The alumination mechanism of porous silica materials and properties of derived ion exchangers and acid catalysts

We herein investigate the alumination mechanism of siliceous micro- and mesoporous materials (SBA-15, SBA-16, and dealuminated Y-zeolite) with NaAlO2 to synthesize new ion exchangers and acid catalysts. We show that in aqueous alkaline solution, the materials’ surface is partially dissolved to form Si(OH)x groups (x = 1, 2, 3) that react with tetrahedral aluminum sites.

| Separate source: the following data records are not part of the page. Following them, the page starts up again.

Issue #1019, opened 2020-10-15
Improve Dumps


theswerd:
**Is your feature request related to a problem? Please describe.**
When I create Meilisearch dumps, I don't want to store them on the container/volume/computer that I am dumping from, I want to export them. I would like more tools for exporting dumps.

**Describe the solution you'd like**
1. The ability to add API Hooks to the events in the process (Dump started, Dump finished, Dump in progress)
2. The ability to set dumps to run at a set interval
3. The ability to export to an external URL rather than a local folder

**Describe alternatives you've considered**
For now I am looking into build a script that gets a dump once a day and exports it.

**Other Info**
- [How Postgres Covers Dumps](https://www.postgresql.org/docs/current/backup-dump.html)

Ps. I love using MeiliSearch!

LegendreM:
related to #1023

yashiroiori:
> **Is your feature request related to a problem? Please describe.**
> When I create Meilisearch dumps, I don't want to store them on the container/volume/computer that I am dumping from, I want to export them. I would like more tools for exporting dumps.
> 
> **Describe the solution you'd like**
> 
> 1. The ability to add API Hooks to the events in the process (Dump started, Dump finished, Dump in progress)
> 2. The ability to set dumps to run at a set interval
> 3. The ability to export to an external URL rather than a local folder
> 
> **Describe alternatives you've considered**
> For now I am looking into build a script that gets a dump once a day and exports it.
> 
> **Other Info**
> 
> * [How Postgres Covers Dumps](https://www.postgresql.org/docs/current/backup-dump.html)
> 
> Ps. I love using MeiliSearch!

About sort, I think make similar to Algolia make multiples index with each sort a need

Excellent, thank you

qdequele:
Hello, Thanks for this feature proposal! 

I will close this issue in favor of our [public roadmap](https://roadmap.meilisearch.com/c/66-download-dumps?utm_medium=social&utm_source=portal_share). 

I invite everyone interested in this feature to update it on the roadmap.

PR #1022, opened 2020-10-15
Stream dump

ppamorim:
# Description

Add a route that allows the download of a dump stored in the server. This function is interesting when using the server in conjunction with the official SDKs and other tools. This allows the manager to fetch the document by simply calling the endpoint.

## Test

If you want to test this feature, you first need to start the `MeiliSearch` instance:

```
cargo run
```

Then you need to request the server to create a dump:

```
curl -X POST 'http://localhost:7700/dumps'
```

Copy the `uid`.

You can keep checking the status of the dump by calling:

```
curl -X GET 'http://localhost:7700/dumps/20201101-110357260/status'
```

Then finally when the dump is processed, download the dump:

```
curl -X GET 'http://localhost:7700/dumps/20201101-110357260' --output dump.tar.gz
```

## Type of change

- [ ] Bug fix (non-breaking change which fixes an issue)
- [X] New feature (non-breaking change which adds functionality)
- [X] This change requires a documentation update

## Checklist

- [X] Implement the fetch dump route
- [X] Write unit test
- [ ] Stress test (large file)
- [ ] Update documentation
- [ ] Update changelog 

## Related

#1023
#1019


ppamorim:
@LegendreM The test is supposed to work but the file `assets/dumps/v1/test/documents.jsonl` didn't exist when I created the branch.

meilisearch-http/src/routes/dump.rs
```diff
@@ -62,3 +67,54 @@ async fn get_dump_status(
...
+                if count > 0 {
+                    Poll::Ready(Some(Ok(Bytes::copy_from_slice(&self.buffer[..count]))))
+                } else {
+                    Poll::Ready(None)
+                }
+            },
+            Err(e) => Poll::Ready(Some(Err(Error::dump_read_failed(e).into())))
+        }
+    }
+}
```
MarinPostma, line 106: this is blocking, you must use `poll_read` on tokio::fs::File instead.

LegendreM:
Hello @ppamorim I created a more specific issue (#1023) related to your work, I think this feature is relevant if the user can upload dumps too.

ppamorim:
@MarinPostma I partially transformed it to `tokio::fs::File` but I got stuck in the `stream.file.read(&mut stream.buffer).await` inside the `poll_next` function. I think we will need to use the macro `async_stream::stream` but I am not sure how to do this.

meilisearch-http/src/routes/dump.rs
```diff
@@ -92,16 +96,16 @@ impl tokio::stream::Stream for StreamBody {
...
+        match stream.file.read(&mut stream.buffer).await {
+            Ok(count) => {
+                if count > 0 {
+                    Poll::Ready(Some(Ok(Bytes::copy_from_slice(&self.buffer[..count]))))
+                } else {
+                    Poll::Ready(None)
+                }
+            },
+            Err(e) => Poll::Ready(Some(Err(Error::dump_read_failed(e).into())))
+        }
```
MarinPostma, line 108: that's not right indeed. You are trying to use await out of an async context. This is a lower level of abstraction, and we are getting into the internal functioning of futures in rust. I would suggest your read https://cfsamson.github.io/books-futures-explained/ in order to get a better understanding of how it works.

In the mean time, what you want to use is [this](https://docs.rs/tokio/0.2.22/tokio/io/trait.AsyncRead.html#tymethod.poll_read)

MarinPostma: I haven't tested it, but something like this could work:
```rust
impl tokio::stream::Stream for StreamBody {
    type Item = Result<Bytes, ResponseError>;
    fn poll_next(
        mut self: Pin<&mut Self>,
        cx: &mut Context<'_>,
    ) -> Poll<Option<Self::Item>> {
        //  you can't hold to mut refs to self, need to take ownership on the buffer for some time
        let mut buffer = std::mem::replace(&mut self.buffer, vec![]);
        let file = &mut self.file;
        pin_utils::pin_mut!(file);
        match file.poll_read(cx, &mut buffer) {
            Poll::Ready(Ok(size)) => {
                if size > 0 {
                    // place it back when done with it
                    let _ = std::mem::replace(&mut self.buffer, buffer);
                    Poll::Ready(Some(Ok(Bytes::copy_from_slice(&self.buffer[..size]))))
                } else {
                    Poll::Ready(None)
                }
            }
            Poll::Ready(Err(e)) => Poll::Ready(Some(Err(Error::Internal(e.to_string()).into()))),
            Poll::Pending => Poll::Pending,
        }
    }
}
```

MarinPostma: But, just for sake of clarity, this is a feature we have thought about, but we are still not sure we want to have it, there are many ongoing discussion about that. I'm happy to give you mentorship on this, and get you going, but keep in mind that nothing is decided about the future of this feature :)

ppamorim: @MarinPostma I had to change your code a bit, it was not working because `vec![]` was causing the second poll to return an empty vec. I also replaced  `pin_utils::pin_mut!(file);` with `Pin::new(&mut self.file);` as suggested by @Koxiaet

MarinPostma:
hey @ppamorim, I'm closing this for now, thanks for the contribution. We will  probably reconsider this in another form in the future. cheers ;)

Issue #1030, opened 2020-10-21
movies.json has two different fields "genre" and "genres"


curquiza:
Following this comment https://github.com/meilisearch/MeiliSearch/commit/d937aeac0a27ef21873b1a186ce2270968621815#commitcomment-43423208

We might check that we don't have the same issue on the other datasets 🙂

bidoubiwa:
It should be changed to genres everywhere.

bidoubiwa:
You can assign me on this

curquiza:
It's fixed now, closing

PR #1031, opened 2020-10-21
Change all genre fields to genres

bidoubiwa:
Fixes: meilisearch/MeiliSearch#1030

In the `movies.json` dataset some fields where still "genre" instead of "genres". 
They are now all called `genres`.


LegendreM:
bors try

MarinPostma:
@bidoubiwa I only see one line of change, is this ok? can I merge this?

bidoubiwa:
It's because in the other PR where I changed the URL's I used this updated json.
I looked at the change files and it is weird that it only removes the first line. This is not what we want. Thanks for checking

PR #1032, opened 2020-10-21
Remove not maintained csv movies dataset

bidoubiwa:
Remove `movies.csv` from the dataset folder as it is not updated and not usable with MeiliSearch without converting it to json.


LegendreM:
bors try

MarinPostma (approved):
bors r+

The amount of introduced aluminum depends on the aqueous treatment temperature, pore diameters and structure of siliceous parents. The incorporation works best for hexagonal SBA-15 mesopores at the cost of micropores. Zeolite Y micropores remain accessible upon alumination. All Na-forms can quantitatively be ion exchanged. They are thus potential carriers for catalytically active metal ions. The presence of different Al(OH) groups is proven by 1H{27Al} TRAPDOR. The 27Al MQMAS NMR spectra indicate the formation of octahedral and pentahedral aluminum upon transformation into H-forms. On [Al]SBA-15 up to 18% of ion exchange sites can be transformed into Bronsted acid sites. The acid properties were investigated using the probe molecules NH3, acetonitrile-d3, and TMPO. On mesoporous SBA-15 and SBA-16, Bronsted acid sites show a flexible coordination between Si(OH) and tetrahedral aluminum. The sites are weak and form exclusively in the presence of a strong base or counter ion. Zeolite acid site strength was found for re-aluminated Y. TMPO loading combined with 27Al and 31P MAS NMR spectroscopy indicates the presence of Lewis acidic framework aluminum and the presence of several distinct Bronsted and Lewis acid sites on H-forms.